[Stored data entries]
Start of Block
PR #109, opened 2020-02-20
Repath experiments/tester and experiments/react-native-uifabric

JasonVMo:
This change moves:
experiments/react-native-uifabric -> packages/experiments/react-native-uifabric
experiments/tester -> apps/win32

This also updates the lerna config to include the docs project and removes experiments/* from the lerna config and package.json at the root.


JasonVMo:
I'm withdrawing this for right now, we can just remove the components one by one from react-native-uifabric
End of Block
▶ **Task to carry out**
Each line from the one holding "experiments/tester -> apps/win32" to the end of the data above goes into the answer exactly as written, and no other line does.

▶ **Output for this task**
experiments/tester -> apps/win32

This also updates the lerna config to include the docs project and removes experiments/* from the lerna config and package.json at the root.


JasonVMo:
I'm withdrawing this for right now, we can just remove the components one by one from react-native-uifabric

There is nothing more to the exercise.